Edward B. Cole, of Cole Law Firm,
P.A., Palm Harbor, for Appellant.
Paetra T. Brownlee and Charles M.
Greene, of Charles M. Greene, P.A.,
Orlando, for Appellee.
PER CURIAM.
Appellant challenges a summary judgment construing an easement contained
within a deed. Concluding that the trial court misconstrued the easement, we reverse
and remand for further proceedings.
The easement in question conveys “to the said grantee, and grantee's heirs and
assigns forever the following described land, situate, lying and being in Hernando County,
Florida, to-wit: An ingress/egress, utility, and drainage easement over the following
described property.” Appellant is named as “grantee.” The trial court concluded that this
easement may only be used by Appellant as named grantee and no other person,
including Appellant’s invitees.

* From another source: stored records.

Issue #7383, opened 2023-09-28
Search contains hidden shares


ScharfViktor:
related https://github.com/cs3org/reva/pull/4194

Steps: 
- admin shares `sharedFolder` to einstein
- einstein accepts and hides `sharedFolder` POST `https://localhost:9200/ocs/v2.php/apps/files_sharing/api/v1/shares/pending/shareUUID?format=xml&hide=true`
- ensure that `sharedFolder` is hidden `GET https://localhost:9200/ocs/v1.php/apps/files_sharing/api/v1/shares/?filter=show_hidden`
- einstein search by `shared`

Actual: search result contains `sharedFolder`
Expected: search result doesn't contains `sharedFolder`

cc @dragonchaser

PR #9371, opened 2024-06-13
The hidden shares have been excluded from a search result

2403905:
## Description

The hidden shares have been excluded from a search result.

## Related Issue

- Fixes [7383](https://github.com/owncloud/ocis/issues/7383)

## How Has This Been Tested?

- test environment:
- test case 1:
- test case 2:
- ...

## Types of changes

- [ ] Technical debt

## Checklist:

- [x] Code changes
- [ ] Unit tests added
- [ ] Acceptance tests added

### DIFF
--- a/services/search/pkg/search/service.go
+++ b/services/search/pkg/search/service.go
@@ -13,6 +13,7 @@ import (
 	user "github.com/cs3org/go-cs3apis/cs3/identity/user/v1beta1"
 	rpc "github.com/cs3org/go-cs3apis/cs3/rpc/v1beta1"
 	rpcv1beta1 "github.com/cs3org/go-cs3apis/cs3/rpc/v1beta1"
+	collaborationv1beta1 "github.com/cs3org/go-cs3apis/cs3/sharing/collaboration/v1beta1"
 	provider "github.com/cs3org/go-cs3apis/cs3/storage/provider/v1beta1"
 	revactx "github.com/cs3org/reva/v2/pkg/ctx"
 	"github.com/cs3org/reva/v2/pkg/errtypes"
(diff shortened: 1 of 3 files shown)


services/search/pkg/search/service.go
```diff
@@ -323,6 +324,20 @@ func (s *Service) searchIndex(ctx context.Context, req *searchsvc.SearchRequest,
...
+		rs, err := gatewayClient.GetReceivedShare(ctx, &collaborationv1beta1.GetReceivedShareRequest{
+			Ref: &collaborationv1beta1.ShareReference{
+				Spec: &collaborationv1beta1.ShareReference_Id{
+					Id: &collaborationv1beta1.ShareId{
+						OpaqueId: oid,
+					},
+				},
+			},
+		})
+		if err == nil && rs.GetStatus().GetCode() == rpcv1beta1.Code_CODE_OK && rs.GetShare().GetHidden() {
```
kobergj, line 337: Shouldn't we log something `if err != nil`? Or if we get an unexpected status code?

services/search/pkg/search/service.go
```diff
@@ -323,6 +324,20 @@ func (s *Service) searchIndex(ctx context.Context, req *searchsvc.SearchRequest,
 			s.logger.Error().Err(err).Str("space", space.Id.OpaqueId).Str("mountpointId", mountpointID).Msg("invalid mountpoint space id")
 			return nil, errSkipSpace
 		}
+		// excludeq the hidden shares
```
kobergj, line 327:
```suggestion
		// exclude the hidden shares
```

kobergj (changes requested):

services/search/pkg/search/service.go
kobergj: :+1: Now you can get rid of the  `err == nil` requirement. It's checked before.

Do we want to check for `rs.GetStatus().GetCode() != rpcv1beta1.Code_CODE_OK` also? We dont really expect that....

kobergj (approved):

PR #9383, opened 2024-06-14
[docs-only] [chore] Update helper generated envvar yamls

mmattel:
The `extended_vars.yaml` and `env_vars.yaml` need regular update on envvar changes. This PR takes care on. Admin docs only relevant.

### DIFF
--- a/docs/helpers/env_vars.yaml
+++ b/docs/helpers/env_vars.yaml
@@ -1,3 +1,104 @@
+ACTIVITYLOG_SERVICE_ACCOUNT_ID:
+  name: OCIS_SERVICE_ACCOUNT_ID;ACTIVITYLOG_SERVICE_ACCOUNT_ID
+  defaultValue: ""
+  type: string
+  description: The ID of the service account the service should use. See the 'auth-service'
+    service description for more details.
+  introductionVersion: "5.0"
+  deprecationVersion: ""
+  removalVersion: ""
+  deprecationInfo: ""
+ACTIVITYLOG_STORE:
+  name: OCIS_PERSISTENT_STORE;ACTIVITYLOG_STORE
+  defaultValue: nats-js-kv
+  type: string
+  description: 'The type of the store. Supported values are: ''memory'', ''ocmem'',
+    ''etcd'', ''redis'', ''redis-sentinel'', ''nats-js'', ''noop''. See the text description
+    for details.'
+  introductionVersion: pre5.0
+  deprecationVersion: ""
+  removalVersion: ""
+  deprecationInfo: ""
+ACTIVITYLOG_STORE_AUTH_PASSWORD:
+  name: OCIS_PERSISTENT_STORE_AUTH_PASSWORD;ACTIVITYLOG_STORE_AUTH_PASSWORD
+  defaultValue: ""
+  type: string
+  description: The password to authenticate with the store. Only applies when store
+    type 'nats-js-kv' is configured.
+  introductionVersion: "5.0"
+  deprecationVersion: ""
+  removalVersion: ""
+  deprecationInfo: ""
+ACTIVITYLOG_STORE_AUTH_USERNAME:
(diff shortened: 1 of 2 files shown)


docs/helpers/env_vars.yaml
```diff
@@ -1,3 +1,104 @@
...
+  deprecationVersion: ""
+  removalVersion: ""
+  deprecationInfo: ""
+ACTIVITYLOG_STORE_SIZE:
+  name: OCIS_PERSISTENT_STORE_SIZE;ACTIVITYLOG_STORE_SIZE
+  defaultValue: "0"
+  type: int
+  description: The maximum quantity of items in the store. Only applies when store
+    type 'ocmem' is configured. Defaults to 512 which is derived from the ocmem package
+    though not exclicitely set as default.
```
phil-davis, line 69:
```suggestion
    though not explicitly set as default.
```

I know that this text is being imported from elsewhere - so I suppose that I need to make a PR to the source, and then another PR can be done to fix the little stuff.

docs/helpers/env_vars.yaml
```diff
@@ -1,3 +1,104 @@
+ACTIVITYLOG_SERVICE_ACCOUNT_ID:
```
phil-davis, line 1: Why are there various new env vars with `introductionVersion: "5.0"` ?
5.0 was released a while ago, so I expected that these would already exist in the docs.

docs/helpers/env_vars.yaml
```diff
@@ -1,3 +1,104 @@
...
+  removalVersion: ""
+  deprecationInfo: ""
+ACTIVITYLOG_STORE:
+  name: OCIS_PERSISTENT_STORE;ACTIVITYLOG_STORE
+  defaultValue: nats-js-kv
+  type: string
+  description: 'The type of the store. Supported values are: ''memory'', ''ocmem'',
+    ''etcd'', ''redis'', ''redis-sentinel'', ''nats-js'', ''noop''. See the text description
+    for details.'
+  introductionVersion: pre5.0
```
phil-davis, line 18: This one is "pre5.0" - that seems weird - if the env var existed before 5.0, then why is it not already in the docs?

docs/helpers/env_vars.yaml
```diff
@@ -7192,21 +7545,21 @@ OCIS_EVENTS_ENDPOINT:
...
   deprecationInfo: ""
 OCIS_GATEWAY_GRPC_ADDR:
-  name: OCIS_GATEWAY_GRPC_ADDR;STORAGE_USERS_GATEWAY_GRPC_ADDR
+  name: OCIS_GATEWAY_GRPC_ADDR;GATEWAY_GRPC_ADDR
   defaultValue: 127.0.0.1:9142
   type: string
-  description: The bind address of the gateway GRPC address.
-  introductionVersion: "5.0"
+  description: The bind address of the GRPC service.
+  introductionVersion: pre5.0
```
phil-davis, line 7562: I suppose that the `introductionVersion` was wrong previously, and someone reset it to "pre5.0"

In reaching this conclusion, the trial court misconstrued
our decision in City of Orlando v. MSD-Mattie, L.L.C., 895 So. 2d 1127 (Fla. 5th DCA
2005). In that decision, we addressed an easement in gross where the grant was
expressly confined to a limited use. Nothing in that decision supports the proposition that
an easement that runs with the land may be used solely by the grantee. As a general
proposition, the holder of an easement is entitled to use the easement “in a manner that
is reasonably necessary for the convenient enjoyment of the servitude . . . [including]

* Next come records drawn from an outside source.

Issue #9402, opened 2024-06-18
notification can't send mails if the displayname has a comma


b1schumacher:
## Describe the bug
If the display name of a user has a comma, the notification service can't send a mail, because the sender is not in commas which has to be with a comma in the string.

## Steps to reproduce
1. Change the display name to "Tux, Eberhard"
2. Send a Mail via the notification

## Expected behavior
Mails should be send from this user.

## Actual behavior
Mails are not send and have a error in the notifications logs

{"level":"error","service":"notifications","error":"Mail Error: mail: missing '@' or angle-addr; Header: [From] Address: [Tux, Eberhard via owncloud@mymail.com]","e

normal development of the dominant estate.” Restatement (Third) of Prop.: Servitudes §
4.10 (2000).
Walters v. McCall, 450 So. 2d 1139 (Fla. 1st DCA 1984), upon which Appellee
relies, is distinguishable. There, the easement stated that it was to be used “solely for the
benefit of the owner or owners.” After making the threshold determination that it was
ambiguous, our sister court then considered extrinsic evidence of what was originally
intended and concluded that access by campground patrons exceeded the contemplated
use as originally intended. Id. at 1143. Terrill v. Coe, 1 So. 3d 223 (Fla. 5th DCA 2008),
also relied upon by Appellee, reversed the trial court’s summary judgment because issues
of fact precluded summary judgment.
REVERSED AND REMANDED.
ORFINGER, TORPY, and EVANDER, JJ., concur.